Even so, the government has yet to announce this important change to the public. There have been no press releases to let the American public know that the major dietary policy for disease prevention of the last 35+ years is now over.
______________________________________________

Where does the science stand on dietary cholesterol?
The American Heart Association dropped its caps on dietary cholesterol in 2013. The US Dietary Guidelines followed suit in 2015. Why? Because since the 1950s, rigorous scientific evidence has shown that dietary cholesterol has little marginal effect on blood cholesterol. The more cholesterol you eat, the less your body itself produces. The back story and science on this subject is covered in my book, with references.
____________________________________________

Is sugar uniquely unhealthy?
In his latest book, The Case Against Sugar, science journalist Gary Taubes makes the case that sugar has always been at the “scene of the crime” when populations have become obese/diabetic.

However, as Taubes acknowledges, even if sugar has the unique ability to cause obesity and diabetes, the cure is not the same as the cause. In other words, for people who are already obese or diabetic, many will not be able to manage conditions simply by eliminating sugar–because those people have already tipped over into an unhealthy metabolic state, quite different from that of a healthy person. A metabolically unhealthy person has conditions known as insulin resistance and hyperinsulenemia, which means that s/he can no longer effectively process carbohydrates. A large body of rigorous scientific evidence demonstrates that for these people to recover, they must reduce the total amount of carbohydrates they eat. For these people, even too many “healthy” whole grains cannot be tolerated. The science on this may change, with regard to what type of carbs can be tolerated (glucose vs. fructose, refined, unrefined, and so on), but currently our state-of-the-art understanding of how to reverse these diseases is that total carbohydrates must be restricted.

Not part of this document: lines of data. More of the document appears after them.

PR #113, opened 2025-10-02
feat: colocate canisters on subnets

viviveevee:
Projects that have multiple canisters usually want these canisters to live on the same subnet because it improves latency of cross-canister calls a lot. With this PR, canisters in the same project will land on the same subnet as far as this is possible.

Subnets get picked with this logic:

- If the user specifies a subnet explicitly, target it.
- If there are canisters already in the project that have been created, see which subnets those are on
  - If they are all on the same subnet, target that subnet
  - If they are on different subnets, ask the user
- If no canister is on a subnet yet, pick a random open subnet and target that

### DIFF
--- a/crates/icp-network/src/managed/run.rs
+++ b/crates/icp-network/src/managed/run.rs
@@ -326,7 +326,7 @@ pub async fn initialize_instance(
 
     let agent_url = format!("http://localhost:{}", gateway_info.port);
     eprintln!("Agent url is {}", agent_url);
-    let status = crate::status::ping_and_wait(&agent_url).await?;
+    let status = status::ping_and_wait(&agent_url).await?;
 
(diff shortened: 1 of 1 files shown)


crates/icp-network/src/managed/pocketic.rs
```diff
@@ -74,13 +74,16 @@ impl PocketIcAdminInterface {
...
+
                 // The rest of the features are disabled by default
                 ..Default::default()
             }),
 
             subnet_config_set: (SubnetConfigSet {
-                // Configure a single application subnet
-                application: 1,
+                // Configure two application subnets
+                application: 2,
```
viviveevee: Not happy about this. Does anyone have a better idea how to test the different subnet case?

It is also true that there is not, currently, an adequate body of rigorous (clinical trial) evidence to conclude that sugar is a unique driver of metabolic diseases. As a result, population-wide recommendations limiting sugar intake are questionable. I reviewed this issue for a piece in The Atlantic, “The Limits of Sugar Guidelines.”

No doubt a major reason that the science is still lacking on sugar is that the sugar industry has manipulated the science in a number of ways. To learn more on this issue, you can read work by:

The Case Against Sugar, by Gary Taubes
The Sugar Science group at UCSF
S. Right to Know
TheRussells blog
AP reporter Candice Choi
Nevertheless, I think it would be a mistake to blame the sugar industry for everything that has gone wrong in nutrition science and policy over the past 60 years. Having researched the history and politics of this field for more than a decade now, I know that many industries have played a role in manipulating nutrition science, including the vegetable oil industry, Big Pharma, the soy, grain and corn industries, as well as many manufactured food companies.

I made this point in an op-ed for the L.A. Times, “Don’t scapegoat Big Sugar. Lots of food producers profited from the demonization of fat.”